Stored data entries:
^^^^^^^^^^^^^^^^

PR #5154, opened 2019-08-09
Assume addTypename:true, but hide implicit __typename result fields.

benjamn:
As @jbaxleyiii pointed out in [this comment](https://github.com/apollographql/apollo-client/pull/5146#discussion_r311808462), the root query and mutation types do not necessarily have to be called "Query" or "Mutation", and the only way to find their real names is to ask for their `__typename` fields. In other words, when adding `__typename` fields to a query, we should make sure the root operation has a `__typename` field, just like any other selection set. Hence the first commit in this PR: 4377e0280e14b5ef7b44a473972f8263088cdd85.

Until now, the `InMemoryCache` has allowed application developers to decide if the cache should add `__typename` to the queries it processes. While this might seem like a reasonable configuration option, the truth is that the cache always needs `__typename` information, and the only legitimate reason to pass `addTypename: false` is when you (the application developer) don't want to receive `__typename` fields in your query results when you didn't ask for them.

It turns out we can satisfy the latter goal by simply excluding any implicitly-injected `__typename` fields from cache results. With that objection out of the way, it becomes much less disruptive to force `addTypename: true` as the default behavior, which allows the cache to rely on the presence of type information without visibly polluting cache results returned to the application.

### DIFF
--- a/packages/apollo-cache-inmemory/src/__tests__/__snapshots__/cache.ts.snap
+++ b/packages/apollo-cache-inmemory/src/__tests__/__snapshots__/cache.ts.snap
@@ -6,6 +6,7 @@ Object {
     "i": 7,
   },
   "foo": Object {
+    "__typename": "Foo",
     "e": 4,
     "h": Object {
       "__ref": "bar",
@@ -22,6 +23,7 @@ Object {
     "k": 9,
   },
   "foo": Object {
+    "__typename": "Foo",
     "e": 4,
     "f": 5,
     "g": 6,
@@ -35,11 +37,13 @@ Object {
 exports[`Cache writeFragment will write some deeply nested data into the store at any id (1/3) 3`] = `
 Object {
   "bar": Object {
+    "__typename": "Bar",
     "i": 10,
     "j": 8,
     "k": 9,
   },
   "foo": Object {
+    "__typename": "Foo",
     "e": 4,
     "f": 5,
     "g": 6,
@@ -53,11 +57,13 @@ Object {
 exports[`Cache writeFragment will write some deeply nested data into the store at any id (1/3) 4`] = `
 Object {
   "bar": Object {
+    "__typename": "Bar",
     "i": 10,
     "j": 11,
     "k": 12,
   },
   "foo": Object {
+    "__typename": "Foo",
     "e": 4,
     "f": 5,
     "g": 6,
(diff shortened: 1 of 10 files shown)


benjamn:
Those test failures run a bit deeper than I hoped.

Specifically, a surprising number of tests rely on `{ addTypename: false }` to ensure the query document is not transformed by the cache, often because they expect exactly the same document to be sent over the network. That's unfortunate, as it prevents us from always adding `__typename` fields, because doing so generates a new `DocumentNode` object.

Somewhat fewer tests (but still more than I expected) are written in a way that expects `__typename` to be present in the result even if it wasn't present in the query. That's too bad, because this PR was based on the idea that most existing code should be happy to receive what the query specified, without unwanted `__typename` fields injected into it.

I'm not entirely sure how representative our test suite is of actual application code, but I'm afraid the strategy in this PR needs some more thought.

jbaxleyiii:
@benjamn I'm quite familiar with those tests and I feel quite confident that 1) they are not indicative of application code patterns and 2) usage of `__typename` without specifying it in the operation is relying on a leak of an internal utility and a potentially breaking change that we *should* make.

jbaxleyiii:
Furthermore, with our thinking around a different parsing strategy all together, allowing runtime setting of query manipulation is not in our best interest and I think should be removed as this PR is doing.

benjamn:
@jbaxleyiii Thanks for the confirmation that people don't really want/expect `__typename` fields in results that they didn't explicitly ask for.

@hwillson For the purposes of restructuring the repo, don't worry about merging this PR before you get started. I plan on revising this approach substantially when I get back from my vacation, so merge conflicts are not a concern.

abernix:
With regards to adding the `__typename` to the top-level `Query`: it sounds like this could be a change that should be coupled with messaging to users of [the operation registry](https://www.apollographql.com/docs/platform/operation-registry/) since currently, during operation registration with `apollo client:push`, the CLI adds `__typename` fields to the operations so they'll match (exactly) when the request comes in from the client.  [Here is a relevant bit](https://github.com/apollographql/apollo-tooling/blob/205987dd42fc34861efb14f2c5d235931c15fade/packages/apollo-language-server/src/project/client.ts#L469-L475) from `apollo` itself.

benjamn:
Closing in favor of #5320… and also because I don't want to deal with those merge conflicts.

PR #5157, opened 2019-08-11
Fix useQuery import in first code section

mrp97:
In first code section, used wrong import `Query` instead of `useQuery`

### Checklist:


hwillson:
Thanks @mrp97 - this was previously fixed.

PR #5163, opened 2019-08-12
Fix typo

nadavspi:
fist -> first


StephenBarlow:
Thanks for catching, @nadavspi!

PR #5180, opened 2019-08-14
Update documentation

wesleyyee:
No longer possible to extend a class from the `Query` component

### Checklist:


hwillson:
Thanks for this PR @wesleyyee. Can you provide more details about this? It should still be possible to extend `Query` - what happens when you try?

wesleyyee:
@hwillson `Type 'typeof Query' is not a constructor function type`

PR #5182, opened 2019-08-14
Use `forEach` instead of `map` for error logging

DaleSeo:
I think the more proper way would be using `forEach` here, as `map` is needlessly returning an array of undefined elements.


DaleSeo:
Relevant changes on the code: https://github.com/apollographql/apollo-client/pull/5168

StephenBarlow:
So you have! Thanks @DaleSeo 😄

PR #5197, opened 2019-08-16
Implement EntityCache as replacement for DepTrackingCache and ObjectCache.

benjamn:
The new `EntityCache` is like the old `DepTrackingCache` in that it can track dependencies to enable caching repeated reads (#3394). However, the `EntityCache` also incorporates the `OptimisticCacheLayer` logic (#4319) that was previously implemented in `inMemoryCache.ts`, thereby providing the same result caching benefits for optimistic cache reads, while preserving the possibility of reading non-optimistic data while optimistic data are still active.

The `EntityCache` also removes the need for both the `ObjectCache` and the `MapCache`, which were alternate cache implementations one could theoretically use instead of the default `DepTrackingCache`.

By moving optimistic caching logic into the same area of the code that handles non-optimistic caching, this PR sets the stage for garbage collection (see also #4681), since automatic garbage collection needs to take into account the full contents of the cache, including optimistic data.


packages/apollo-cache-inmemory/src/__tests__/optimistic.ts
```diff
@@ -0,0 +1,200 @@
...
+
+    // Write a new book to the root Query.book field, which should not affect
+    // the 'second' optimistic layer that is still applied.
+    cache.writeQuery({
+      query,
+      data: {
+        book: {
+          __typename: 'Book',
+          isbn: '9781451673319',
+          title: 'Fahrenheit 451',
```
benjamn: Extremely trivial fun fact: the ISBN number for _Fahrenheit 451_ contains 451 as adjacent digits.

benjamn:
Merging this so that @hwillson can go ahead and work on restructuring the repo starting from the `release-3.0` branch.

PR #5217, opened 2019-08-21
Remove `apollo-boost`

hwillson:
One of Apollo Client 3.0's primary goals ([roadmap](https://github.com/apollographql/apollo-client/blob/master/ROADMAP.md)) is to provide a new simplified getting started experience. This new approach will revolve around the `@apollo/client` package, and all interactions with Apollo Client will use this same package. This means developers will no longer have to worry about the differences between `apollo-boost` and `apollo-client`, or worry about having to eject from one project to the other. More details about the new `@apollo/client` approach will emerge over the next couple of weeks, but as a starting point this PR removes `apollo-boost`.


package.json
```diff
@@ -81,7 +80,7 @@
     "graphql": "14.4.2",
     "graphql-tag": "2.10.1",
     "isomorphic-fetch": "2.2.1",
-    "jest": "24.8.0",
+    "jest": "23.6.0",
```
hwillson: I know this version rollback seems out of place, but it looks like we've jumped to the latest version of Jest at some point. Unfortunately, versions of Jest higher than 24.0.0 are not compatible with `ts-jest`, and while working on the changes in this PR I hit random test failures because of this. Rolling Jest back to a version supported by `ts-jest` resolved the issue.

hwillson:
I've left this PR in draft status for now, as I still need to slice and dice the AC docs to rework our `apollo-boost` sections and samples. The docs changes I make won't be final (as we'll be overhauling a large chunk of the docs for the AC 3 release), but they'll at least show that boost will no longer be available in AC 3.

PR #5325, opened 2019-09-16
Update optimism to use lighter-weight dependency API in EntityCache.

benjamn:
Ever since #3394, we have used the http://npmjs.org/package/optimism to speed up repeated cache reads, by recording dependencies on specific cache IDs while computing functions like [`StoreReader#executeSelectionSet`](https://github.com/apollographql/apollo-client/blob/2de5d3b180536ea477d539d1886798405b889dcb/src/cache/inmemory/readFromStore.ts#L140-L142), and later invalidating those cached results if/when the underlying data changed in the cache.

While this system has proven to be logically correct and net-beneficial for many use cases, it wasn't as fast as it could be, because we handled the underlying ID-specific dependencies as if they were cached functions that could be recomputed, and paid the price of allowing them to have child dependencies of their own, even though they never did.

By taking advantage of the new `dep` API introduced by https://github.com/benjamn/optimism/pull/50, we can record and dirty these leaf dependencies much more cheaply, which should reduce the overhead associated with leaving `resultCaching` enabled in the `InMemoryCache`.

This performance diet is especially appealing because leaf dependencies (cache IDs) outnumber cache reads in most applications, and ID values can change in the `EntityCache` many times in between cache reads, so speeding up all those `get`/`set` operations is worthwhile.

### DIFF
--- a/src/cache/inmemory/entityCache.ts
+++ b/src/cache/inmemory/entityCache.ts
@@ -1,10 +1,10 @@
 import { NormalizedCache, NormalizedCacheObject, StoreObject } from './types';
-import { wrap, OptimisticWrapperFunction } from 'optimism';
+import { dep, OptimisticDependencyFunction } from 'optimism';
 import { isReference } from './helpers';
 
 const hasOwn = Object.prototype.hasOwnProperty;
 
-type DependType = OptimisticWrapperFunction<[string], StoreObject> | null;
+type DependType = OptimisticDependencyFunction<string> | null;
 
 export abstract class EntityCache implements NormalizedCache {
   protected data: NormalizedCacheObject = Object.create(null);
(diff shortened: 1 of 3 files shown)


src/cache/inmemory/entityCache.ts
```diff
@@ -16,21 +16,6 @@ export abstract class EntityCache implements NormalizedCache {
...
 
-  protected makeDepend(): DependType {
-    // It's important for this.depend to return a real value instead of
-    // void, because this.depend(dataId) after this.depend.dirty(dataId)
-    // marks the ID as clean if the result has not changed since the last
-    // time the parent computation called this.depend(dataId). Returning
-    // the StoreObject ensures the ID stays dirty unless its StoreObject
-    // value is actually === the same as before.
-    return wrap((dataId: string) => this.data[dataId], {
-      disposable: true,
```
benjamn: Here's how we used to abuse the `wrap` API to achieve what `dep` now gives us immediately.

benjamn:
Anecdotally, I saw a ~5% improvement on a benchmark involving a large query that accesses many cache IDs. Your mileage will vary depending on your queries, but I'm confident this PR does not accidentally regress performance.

^^^^^^^^^^^^^^^^

* Assignment *
What is needed is every line from the beginning of the data up to and including the line with "As @jbaxleyiii pointed", given again word for word.

* The completed task *
PR #5154, opened 2019-08-09
Assume addTypename:true, but hide implicit __typename result fields.

benjamn:
As @jbaxleyiii pointed out in [this comment](https://github.com/apollographql/apollo-client/pull/5146#discussion_r311808462), the root query and mutation types do not necessarily have to be called "Query" or "Mutation", and the only way to find their real names is to ask for their `__typename` fields. In other words, when adding `__typename` fields to a query, we should make sure the root operation has a `__typename` field, just like any other selection set. Hence the first commit in this PR: 4377e0280e14b5ef7b44a473972f8263088cdd85.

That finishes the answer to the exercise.